On March 20, 2023, the patient underwent “left thyroid lobe and isthmus resection and left neck VI lymph node dissection” under general anesthesia. During the operation, a hard mass with a long diameter of about 2 cm was found in the inferior outer part of the left thyroid lobe. The mass was convex and hard, and the mass was fine, with a clear boundary and intact capsule. The left recurrent laryngeal nerve was not involved. Postoperative pathological diagnosis was intrathyroid thymic carcinoma, and no carcinoma was found in lymph nodes.
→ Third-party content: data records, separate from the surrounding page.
PR #8446, opened 2025-09-26
pdn: add check in macro grid setup

gadfort:
Closes: https://github.com/The-OpenROAD-Project/OpenROAD-flow-scripts/issues/3511

Adds:
- warning for macros cells that cannot be found
- ignore non-fixed instances


src/pdn/src/pdn.tcl
```diff
@@ -1024,6 +1024,9 @@ proc define_pdn_grid_macro { args } {
         utl::error PDN 1030 "Unable to find instance: $inst_pattern"
       }
       foreach inst $sub_insts {
+        if { ![$inst isFixed] } {
+          continue
```
maliberty, line 1030: A warning would be helpful

gadfort: good point

maliberty (approved):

Intraoperative frozen pathology showed a poorly differentiated carcinoma with a nested structure and local squamous differentiation, involving parathyroid and lymphoid tissues.

2.2. Immunohistochemical Results

CK19 (+), synaprophysin (focal+), chromograninA (−), p27 (+), cyclin D1 (+), CK5/6 (+), P40 (+), P63 (+), galectin‐3 (+), HBNE‐I (scattered+), P53 (60% strong+), TTF‐1 (−), Tg (−), ki‐67 (20%+), calcitonin (−), CD56 (−), CD117 (+), CD5 (+), PAX8 (−).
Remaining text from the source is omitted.